-- COLLECTED DATA follows --

PR #513, opened 2024-06-26
backend webhook send email to user notifying them of their booking

bcho892:
Made use of https://medium.com/@y.mehnati_49486/how-to-send-an-email-from-your-gmail-account-with-nodemailer-837bf09a7628 to send directly from a gmail account using an app password.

-- COLLECTED DATA concluded --

State the number of lines above that include "email", and nothing further.

2